TASK MATERIAL>
====
PR #21, opened 2016-12-27
Registry 9 Schema creation is allowed with schema name as null

sureshms:


schema-registry/client/src/main/java/com/hortonworks/registries/schemaregistry/client/SchemaRegistryClient.java
```diff
@@ -327,7 +327,7 @@ private SchemaIdVersion doAddSchemaVersion(String schemaName, SchemaVersion sche
         return new SchemaIdVersion(schemaMetadataInfo.getId(), readEntity(msg, Integer.class));
     }
 
-    private CatalogResponse readCatalogResponse(String msg) {
+    public static CatalogResponse readCatalogResponse(String msg) {
```
harshach: readCatalogResponse is for parsing rest api calls. Users of schemaRegistryClient doesn't really need to understand the api calls it makes do we need to make this public.

sureshms:
I am using the same call here in AvroSchemaRegistryClientTest.java


/** Return true if the schema creation failed as expected */
private void testCreate(SchemaRegistryClient client) {
    boolean failedAsExpected = false;
    SchemaMetadata schemaMetadata = new SchemaMetadata.Builder(name).type(type).schemaGroup(group).
            description("description").build();
    try {
        client.registerSchemaMetadata(schemaMetadata);
    } catch (BadRequestException ex) {
        Response resp = ex.getResponse();
        Assert.assertEquals(test + " - http response unexpected", expectedHttpResponse.getStatusCode(), resp.getStatus());
        CatalogResponse catalogResponse = SchemaRegistryClient.readCatalogResponse(resp.readEntity(String.class));
        Assert.assertEquals(test + " - catalog response unexpected",
                expectedCatalogResponse.getCode(), catalogResponse.getResponseCode());
        failedAsExpected = true;
    }
    Assert.assertTrue(test + " - did not fail as expected", failedAsExpected);
}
====
EXERCISE INSTRUCTIONS> Each record above has to be set down again, word for word.

RESULT BELOW>
PR #21, opened 2016-12-27
Registry 9 Schema creation is allowed with schema name as null

sureshms:


schema-registry/client/src/main/java/com/hortonworks/registries/schemaregistry/client/SchemaRegistryClient.java
```diff
@@ -327,7 +327,7 @@ private SchemaIdVersion doAddSchemaVersion(String schemaName, SchemaVersion sche
         return new SchemaIdVersion(schemaMetadataInfo.getId(), readEntity(msg, Integer.class));
     }
 
-    private CatalogResponse readCatalogResponse(String msg) {
+    public static CatalogResponse readCatalogResponse(String msg) {
```
harshach: readCatalogResponse is for parsing rest api calls. Users of schemaRegistryClient doesn't really need to understand the api calls it makes do we need to make this public.

sureshms:
I am using the same call here in AvroSchemaRegistryClientTest.java


/** Return true if the schema creation failed as expected */
private void testCreate(SchemaRegistryClient client) {
    boolean failedAsExpected = false;
    SchemaMetadata schemaMetadata = new SchemaMetadata.Builder(name).type(type).schemaGroup(group).
            description("description").build();
    try {
        client.registerSchemaMetadata(schemaMetadata);
    } catch (BadRequestException ex) {
        Response resp = ex.getResponse();
        Assert.assertEquals(test + " - http response unexpected", expectedHttpResponse.getStatusCode(), resp.getStatus());
        CatalogResponse catalogResponse = SchemaRegistryClient.readCatalogResponse(resp.readEntity(String.class));
        Assert.assertEquals(test + " - catalog response unexpected",
                expectedCatalogResponse.getCode(), catalogResponse.getResponseCode());
        failedAsExpected = true;
    }
    Assert.assertTrue(test + " - did not fail as expected", failedAsExpected);
}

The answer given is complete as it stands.